[Data records]

PR #642, opened 2015-10-09
cosmin's public key

capr:
I want in!


lukego:
Key added via SnabbCo/snabblab-nixos#1.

= What the exercise asks =
The records above, in their entirety, need to be set down again exactly.

= Answer to this problem =
PR #642, opened 2015-10-09
cosmin's public key

capr:
I want in!


lukego:
Key added via SnabbCo/snabblab-nixos#1.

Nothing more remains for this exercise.